To Live With Cancer
The doctor’s entered the room, the grim looks on all three of their faces told me the news was not in my favor. The tallest of them, an older man with black eyes, whom looked as if he could use about twenty years of sleep looked down at me and with a long deep sigh spoke. “Ma’am the test results came back, you have mesothelioma lung cancer.” The next few lines flew by without much reconition, I was in an utter state of shock. I have heard of this disease, It is virtually incurable. The hospital immediately placed me under the care & supervision of the hospice foundation. Once alone in my little white room, I was left to think. To think of all the things I will never get to see, goals I haven’t yet accomplished & why did this happen to me.
They gave me a list about a mile long explaining the “causes” of the disease. I’ve never worked in an abestos plant, or had prolonged exposures to any of these chemicals listed & I don’t smoke or use tobbacco products in anyway. So why me? All of these things run through my head as the doctors are giving me treatment options. I told myself I would never take chemotheropy or radation if I got cancer. Not knowing that a few years later,, “Ma’am” a younger woman with glasses shook my shoulder. She must be a nurse. “Yes?” “Are you wanting these treatments?” Ah the inevitable question, come on Cheyenne it’s just a simple yes or no…
Chemotheropy is the introduction of numerous drugs into your body designed to detroy the cancer cells, but they also with unfortuntly attack your owns cells as well. Which in turn could cause you to become violently ill, therefore forcing the process to be postponed until you regain your health. With cancer there is no regaining your health, your always on the watch even in remission. Radation, just a bunch of over powered xrays burning you from the inside out. Cheyenne you promised yourself you wouldn’t do it! My mind is reminding me of how strongly against these treatments I am. “I guess, I will take the treatments if they’ll help any”
The above story isn’t true but it goes to show how difficult the process of just deciding to take the treatments to try and cure yourself is. I’ve had numerous people in my family die from cancer, all of whom have taken the treatments at one point during the fight. It’s not an easy choice to make & going day after day to get the treatments aren’t east either. You do get very ill, your always weak & sometimes your body gets blisters from the radiation. James Rhio O’Connor had this decision to make when the doctor’s gave him the bad news.
Mr. O’Connor’s doctor upon telling him the treatments wouldn’t work gave him less than a year to live. His doctor told him frankly it was time to get everything in order because he was going to die. O’Connor refused this, he changed everything about his life just to live a little longer, he wasn’t ready to let the cancer beat him. He took suplements, focused on a higher power to bring him life and even changed his eating habits. By doing this he proved the doctor and many other wrong. James Rhio O’Connor died on July 11,2009 of Pleural Mesothelioma seven & a half years after his prognoses.

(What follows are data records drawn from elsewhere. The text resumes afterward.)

PR #3968, opened 2024-08-02
feat: add solana token 2022 support

weixuefeng:
fix: https://github.com/trustwallet/wallet-core/discussions/3934


rust/chains/tw_solana/src/modules/compiled_keys.rs
```diff
@@ -81,18 +81,21 @@ impl CompiledKeys {
             (meta.is_signer == is_signer && meta.is_writable == is_writable).then_some(*account)
         };
 
-        let writable_signer_keys: Vec<SolanaAddress> = ordered_keys
+        let mut writable_signer_keys: Vec<SolanaAddress> = ordered_keys
             .iter()
             .filter_map(|key| filter(key, true, true))
             .collect();
-        let readonly_signer_keys: Vec<SolanaAddress> = ordered_keys
+        writable_signer_keys.sort();
```
satoshiotomakan, line 88: Could you please revert the keys sorting? Even though, they're sorted in official Solana lib, but in WalletCore I disabled it explicitly to save backward compatibility to have the same transaction signature after the Rust transition.
Please note that the keys are not required to be sorted to be valid transaction

rust/chains/tw_solana/src/modules/compiled_keys.rs
```diff
@@ -81,18 +81,21 @@ impl CompiledKeys {
...
+        let mut readonly_signer_keys: Vec<SolanaAddress> = ordered_keys
             .iter()
             .filter_map(|key| filter(key, true, false))
             .collect();
-        let writable_non_signer_keys: Vec<SolanaAddress> = ordered_keys
+        readonly_signer_keys.sort();
```
satoshiotomakan, line 93: Same here

rust/chains/tw_solana/src/modules/compiled_keys.rs
```diff
@@ -81,18 +81,21 @@ impl CompiledKeys {
...
+        let mut writable_non_signer_keys: Vec<SolanaAddress> = ordered_keys
             .iter()
             .filter_map(|key| filter(key, false, true))
             .collect();
+        writable_non_signer_keys.sort();
```
satoshiotomakan, line 98: Same here

rust/tw_any_coin/tests/chains/solana/solana_sign.rs
```diff
@@ -549,6 +555,7 @@ fn test_solana_sign_create_and_transfer_token() {
         // 0.0029
         amount: 2900,
         decimals: 6,
+        is_token_2022: false,
         ..Proto::CreateAndTransferToken::default()
```
satoshiotomakan, line 559: You can ignore `is_token_2022` field here as `..Proto::CreateAndTransferToken::default()` leaves it default (false) value. Same in other places

satoshiotomakan (changes requested):
Hi @weixuefeng, thank you for opening the PR.
Please also fix rustfmt and(?) clippy warnings

satoshiotomakan:
@weixuefeng I can push the fix commit if you're ok, just let me know

weixuefeng:
> @weixuefeng I can push the fix commit if you're ok, just let me know

updated. @satoshiotomakan

satoshiotomakan:
I can't push fix commits, so please run `cargo fmt` at the `rust` directory. Please also make sure all tests pass, and `cargo clippy` do not produce warnings

satoshiotomakan:
Hi @weixuefeng, did you have a chance to fix the formatting by running `cargo fmt` and `cargo clippy`?

weixuefeng:
> Hi @weixuefeng, did you have a chance to fix the formatting by running `cargo fmt` and `cargo clippy`?

only fix cargo fmt and cargo clippy. but rust test have some error. i don't know how can i generate signature. and the preImageHash for transaction is different. i have not resolve it.

satoshiotomakan:
Hi @weixuefeng, do you mean you can fix `test_solana_sign_create_and_transfer_token_2022` and `test_solana_sign_transfer_token_2022` tests after removing the keys reordering? You can regenerate and rebroadcast the transactions.
Other tests should pass since there is no breaking changes anymore if `is_token_2022: false`

weixuefeng:
> Hi @weixuefeng, do you mean you can fix `test_solana_sign_create_and_transfer_token_2022` and `test_solana_sign_transfer_token_2022` tests after removing the keys reordering? You can regenerate and rebroadcast the transactions. Other tests should pass since there is no breaking changes anymore if `is_token_2022: false`

yes. removing the keys reordering can broadcast success on devnet.

but there have some problem. i guess the protocol buffer content had change (because add field `is_token_2022`). so the `preimage_output.data.to_hex()` had changed.  and what is the `signature1` and `signature2` ? how can i generate it. or the   
`output.encoded` test had failed maybe the signature is wrong?
@satoshiotomakan

0xh3rman:
@weixuefeng @satoshiotomakan Maybe it's better to create an enum for token standard? not `bool` type or we can pass the token program as an argument in protobuf model cause it seems compatible with Token Program

weixuefeng:
> @weixuefeng @satoshiotomakan Maybe it's better to create an enum for token standard? not `bool` type or we can pass the token program as an argument in protobuf model cause it seems compatible with Token Program

I think tokenProgramId is very slow to update, so I stick with bool value. How about refactoring if there are more programId in the future?
@0xh3rman

weixuefeng:
Please check update. @satoshiotomakan

rust/chains/tw_solana/src/modules/instruction_builder/token_instruction.rs
```diff
@@ -74,14 +74,22 @@ impl TokenInstructionBuilder {
         other_main_pubkey: SolanaAddress,
         token_mint_pubkey: SolanaAddress,
         token_pubkey: SolanaAddress,
+        is_token_2022: bool,
```
satoshiotomakan, line 77: Please take `token_program_id: SolanaAddress` instead.

rust/chains/tw_solana/src/modules/instruction_builder/token_instruction.rs
```diff
@@ -96,6 +104,7 @@ impl TokenInstructionBuilder {
         signer: SolanaAddress,
         amount: u64,
         decimals: u8,
+        is_token_2022: bool,
```
satoshiotomakan, line 107: Same `token_program_id: SolanaAddress` here

satoshiotomakan (changes requested):
Hi @weixuefeng, I agree with @0xh3rman, could you please add an enum in Solana.proto. Please make a few small changes as well

rust/chains/tw_solana/src/modules/instruction_builder/token_instruction.rs
weixuefeng: done

rust/chains/tw_solana/src/modules/message_builder.rs
```diff
@@ -370,14 +372,15 @@ impl<'a> MessageBuilder<'a> {
             .context("Invalid token decimals. Expected lower than 256")?;
 
         let references = Self::parse_references(&token_transfer.references)?;
-
+
```
0xh3rman, line 375:
```suggestion        
```

0xh3rman (commented):
LGTM

satoshiotomakan:
Hi @weixuefeng, could you please format the code using `cargo fmt`? Please also make sure `cargo clippy` doesn't produce warnings, and all tests pass. I'm sure there is no breaking changes, so `test_solana_compile_create_and_transfer_token_with_external_fee_payer` should also pass without problems

satoshiotomakan (approved):
LGTM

James O’Connor didn’t once use the treatments offered by medical specialists to “cure” him & he didn’t let a death sentence kill him. Living with cancer isn’t a pretty picture no matter which way or what colors you use to paint it. It’s a nasty, painful disease that in the end will leave you either dead or a broken person. If I myself was truly given the news that I was indeed dying of the disease, I would do everything in my power to prove the doctor wrong. Not just for myself, but for every other person in the world who is told just to give up & let go. Mr. O’Connor not only prolonged his own life but gave inspiration to millions of other cancer patients who have also been given the ok to just go ahead and die. They’re fighting the disease their own way & pulling through just fine. They aren’t loosing their hair & getting burns all over them, they’re striving to do the impossible to live past their prescribed death. Cancer is a word feared by every person alive to day, it’s claimed the lives of the millions it’s infected, but James “Rhio” O’Connor didn’t let that fear of a word stop him from living, and I would follow in his well placed footprints and never back down.